The Chinese People's Liberation Army (PLA) has publicly demonstrated a sophisticated drone swarm system capable of deploying 200 autonomous fixed-wing drones under the control of a single soldier, according to a report from China's state broadcaster CCTV. The system, showcased on state television, represents a notable evolution in autonomous swarm technology, emphasizing cooperative intelligence and resilience against electronic warfare.

The core of the system is the Swarm I land vehicle, also known as the High Mobility Swarm Weapon System, which can launch up to 48 fixed-wing drones simultaneously. Once airborne, the drones operate as a cohesive unit. "Each drone is equipped with an intelligent algorithm," explained Xiang Xiaojia, a research fellow at the National University of Defence Technology’s School of Intelligent Science, in the CCTV interview. "Through interconnection and autonomous negotiation, they can form a powerful, collaborative intelligent swarm."

This autonomous negotiation allows the swarm to divide tasks among its units without continuous human direction. The system can execute complex missions such as multi-target reconnaissance and coordinated strike operations. A key feature highlighted by the PLA is the swarm's ability to maintain operational integrity even when communication with the human operator is lost or jammed. The drones employ an autonomous anti-jamming algorithm to counter electromagnetic interference, ensuring they can continue their mission autonomously.

The technological progression of this system is evident. The PLA first introduced its drone swarm capability at the 2021 Zhuhai Air Show with the original Swarm I, which was designed for wide-area reconnaissance and the ability to saturate multiple targets. An improved version, the Swarm II, was unveiled at the same event in 2024. The Swarm II boasts a higher top speed of 100 kph (62 mph) and an endurance of over one hour. Crucially, it also gained the capability to carry multiple payloads, including reconnaissance pods, munitions, and relay communication devices, significantly expanding its operational versatility.

The integration of this swarm technology extends beyond land-based vehicles. China's first "drone carrier" amphibious assault ship began sea trials in late 2025. This naval platform could provide the PLA with the ability to launch drone strikes far from its territorial borders, enabling strikes on relatively distant targets and extending the strategic reach of its drone swarm capabilities.

This development is part of a global trend in military drone technology.

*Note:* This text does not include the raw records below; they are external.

PR #650, opened 2024-11-01
feat(graph): passthrough input types to invoke/stream

### LINKED ISSUE #628: Typesafe graph.invoke?
As far as I can tell, is there not a way to make the invoke method typesafe with the options argument `await graph.invoke({ key1: value })`?

## Expected Output
```ts
const StateAnnotation = Annotation.Root({
	messages: Annotation<string[]>({
		reducer: (x, y) => x.concat(y),
	}),
})

// Define a new graph
const workflow = new StateGraph(StateAnnotation)

const app = workflow.compile()

const result = await app.invoke({ keyDoesNotExist: 'hi' }) // type error here
```

dqbd:
Opting to fix output types in a different PR due to the complexity of `streamMode` 

Closes #628

### DIFF
--- a/libs/langgraph/src/graph/graph.ts
+++ b/libs/langgraph/src/graph/graph.ts
@@ -456,6 +456,7 @@ export class CompiledGraph<
 > {
   declare NodeType: N;
 
+  // TODO: deprecate these values after updating the API
   declare RunInput: State;
 
   declare RunOutput: Update;
--- a/libs/langgraph/src/graph/graph.ts
+++ b/libs/langgraph/src/graph/graph.ts
@@ -450,7 +450,9 @@ export class CompiledGraph<
   Record<N | typeof START, PregelNode<RunInput, RunOutput>>,
   Record<N | typeof START | typeof END | string, BaseChannel>,
   // eslint-disable-next-line @typescript-eslint/no-explicit-any
-  ConfigurableFieldType & Record<string, any>
+  ConfigurableFieldType & Record<string, any>,
+  RunInput,
+  RunOutput
 > {
   declare NodeType: N;
 
--- a/libs/langgraph/src/graph/graph.ts
+++ b/libs/langgraph/src/graph/graph.ts
@@ -456,7 +456,6 @@ export class CompiledGraph<
 > {
   declare NodeType: N;
 
-  // TODO: deprecate these values after updating the API
   declare RunInput: State;
 
   declare RunOutput: Update;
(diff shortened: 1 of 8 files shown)


nfcampos (dismissed):

libs/langgraph/src/graph/graph.ts
```diff
@@ -441,37 +441,39 @@ export class Graph<
...
   // eslint-disable-next-line @typescript-eslint/no-explicit-any
-  ConfigurableFieldType & Record<string, any>
+  ConfigurableFieldType & Record<string, any>,
+  Update,
+  State
 > {
   declare NodeType: N;
 
-  declare RunInput: RunInput;
+  declare RunInput: State;
```
dqbd, line 459: It's a little strange that `RunInput = StateType<SD>`, I think we should change it to Update?

libs/langgraph/src/prebuilt/react_agent_executor.ts
```diff
@@ -160,9 +150,7 @@ export function createReactAgent(
     return { messages: [await modelRunnable.invoke(messages, config)] };
   };
 
-  const workflow = new StateGraph<AgentState>({
-    channels: schema,
-  })
+  const workflow = new StateGraph(MessagesAnnotation)
```
dqbd, line 153: This is done primarily to get the correct input types (based off the `messagesReducer`, but open to different solutions.

libs/langgraph/src/tests/pregel.test.ts
```diff
@@ -3541,6 +3541,7 @@ export function runPregelTests(
           hello: "there",
           bye: "world",
           messages: ["hello"],
+          // @ts-expect-error This should emit a TS error
```
dqbd, line 3544: We can now actually catch excessive keys!

libs/langgraph/src/prebuilt/react_agent_executor.ts
nfcampos: I think it's good to make this change, the other syntax is deprecated

libs/langgraph/src/tests/pregel.test.ts
nfcampos: ha nice!

libs/langgraph/src/graph/graph.ts
nfcampos: Yea I agree, this looks to be the other way around, no? input should be update, output should be based on stream mode (sometimes update, sometimes state, etc)

nfcampos (dismissed):

Issue #8221, opened 2024-01-02
Add description of how much gold was paid to surrender in battle result dialog


zenseii:
### Preliminary checks

- [X] I've checked that there aren't [**other open issues**](https://github.com/ihhub/fheroes2/issues?q=is%3Aissue) on the same topic.

### Describe the problem requiring a solution

Neither the original game nor fheroes2 tells you how much gold you got from your opponent surrendering. I suggest to add this in the battle result dialog. It is quite possible that the height of this dialog will need to be extended in this case. This can be achieved with the `StandardWindow` object.

Something like:

`%{heroName} accepts the %{goldAmount} gold and allows %{surrenderingHeroName} and their army to surrender.`

Initial description about teaching AI to surrender, which now has been implemented:

<details>

When defending a castle, the only way to escape with a hero is by surrendering, because retreat is disabled.

It is very often worth it to surrender if you only have a few troops left and it would only cost you a few tens or hundreds of gold. This would avoid granting a winning attacker 500 extra EXP for taking out a hero, giving them any artifacts, and you losing a good hero.

The logic shouldn't be very different from how the current retreat logic works, except it would need to take into account whether the gold payment is worth it. I suppose if the AI has an overabundance of gold compared to the cost of surrendering, then surrendering is fine.

Unless it doesn't require complex logic, I suggest not teaching the AI to use the fheroes2 specific feature of using the market place to get enough gold to surrender. I'm also not sure this feature is very good, especially since you get to use it when attacked outside of your own turn, but that is a discussion for another issue or discussion thread, hence why I suggest not looking much into letting the AI do this right now.

Note that I specifically restricted this to sieges, because for normal battles outside castles, the logic behind choosing to surrender compared to retreating is much more complex.

Secondly, note that the way surrendering in the original Heroes 2, and naturally the way it works in fheroes2 right now, is that the non-surrendering party does not have anything to say whether the opponent gets to surrender or not - it is essentially a retreat paid by gold (plus you get to keep the surviving creatures).

**I strongly suggest** that any discussions about the way surrendering works be done in a separate discussion, as this issue is only about giving the AI the ability to do what the human player does right now - the AI does not get to refuse your surrender so neither should you be allowed to refuse them.

 

### Describe the possible solution

Teach the AI surrender when defending in a castle siege like it would have retreated in a regular battle.

### Additional info

[...]

PR #8222, opened 2024-01-02
Allow AI heroes to surrender if the conditions of retreat have been met, but it is impossible to retreat

oleg-derevenetz:
Related to #8221

In this video the pumped-up AI-controlled hero surrenders (after a farewell spellcast), and is rehired by AI on the next turn:

https://github.com/ihhub/fheroes2/assets/32623900/93ab4a32-ad8f-423f-a090-de42539ed3e3

I did not introduce any special coefficients for the necessary gold reserve, because currently, when AI is going to retreat, it already has a little army, and the value of a pumped hero, and even with artifacts, in any case exceeds the value of those remnants of his army at the time of surrender.

This PR does not address a suggestion to improve the UI regarding the display of the amount of gold received due to surrender.

### DIFF
--- a/src/fheroes2/ai/normal/ai_normal_battle.cpp
+++ b/src/fheroes2/ai/normal/ai_normal_battle.cpp
@@ -1,6 +1,6 @@
 /***************************************************************************
  *   fheroes2: https://github.com/ihhub/fheroes2                           *
- *   Copyright (C) 2020 - 2023                                             *
+ *   Copyright (C) 2020 - 2024                                             *
  *                                                                         *
  *   This program is free software; you can redistribute it and/or modify  *
  *   it under the terms of the GNU General Public License as published by  *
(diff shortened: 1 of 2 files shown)


oleg-derevenetz:
> I checked the original game and the 500 EXP bonus for winning a siege when the defending hero surrenders should in fact be there.

Yeah, it seems that attacker gains extra 500 XP if opposing hero surrenders, BUT only if it's a siege. Attacker doesn't get these 500 XP if the battle takes place in an open field.

oleg-derevenetz:
> EDIT: I've looked everywhere on the repository and can't find mention of this at all. I can only assume this is another missing feature of the OG/bug.

There was no bonus for a successful siege from the very beginning, there was only 500XP bonus for defeating the hero, and that's all. Anyway, I just added this independent bonus, so attacking hero will always get 500XP for a successful siege and additional 500XP for defeating an enemy hero (if this hero did not retreat or surrender).

oleg-derevenetz:
> I checked the case when there's a captain, and you shouldn't get 500XP for that:

Well, then, in this regard, the original logic from previous team was also wrong.

ihhub (approved):

ihhub:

The ongoing conflict between Russia and Ukraine has served as a real-world testing ground for drone warfare, with both sides extensively employing drones for reconnaissance and strikes. In the United States, the Army is exploring 3D printing to build and repair drones on-site, emphasizing logistical flexibility.

However, as drone swarm technology advances, so do countermeasures. Defense startups in the United States are developing AI-driven interceptor jets designed to engage drone swarms in the air. The U.S. military is also testing microwave and laser systems capable of disabling multiple drones with a single shot. The Royal Navy, for instance, is equipping a destroyer with the experimental DragonFire laser system, which is designed to neutralize enemy drones at a reported cost of just $13 per shot.

The PLA's demonstration of a 200-unit swarm controlled by a single operator underscores a shift towards highly automated, resilient, and scalable unmanned systems. The combination of a large swarm size, autonomous cooperation, and anti-jamming capabilities presents a complex challenge for traditional air defense systems. As these technologies mature, the balance between offensive swarm tactics and defensive countermeasures will likely define a critical aspect of future military engagements.